What the task requires.
Where in the data below does the word "which" appear? Copy each line that holds it.

Dataset entries.
PR #7606, opened 2024-08-19
perf: warn case sensitive plugin

ahabhgk:
## Summary

For [9000](https://github.com/rspack-contrib/rspack-incremental-bench/tree/2966a89339890c414dcf265fb862a23033d4e5e2/cases/9000) case (without case sensitive path, which is the common case in development), 8ms -> 4ms

And now this plugin will increase 1ms per 2000 modules, which is acceptable for now, we can consider to move it as production only plugin by default when it becomes the bottleneck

Result of the exercise.
For [9000](https://github.com/rspack-contrib/rspack-incremental-bench/tree/2966a89339890c414dcf265fb862a23033d4e5e2/cases/9000) case (without case sensitive path, which is the common case in development), 8ms -> 4ms
And now this plugin will increase 1ms per 2000 modules, which is acceptable for now, we can consider to move it as production only plugin by default when it becomes the bottleneck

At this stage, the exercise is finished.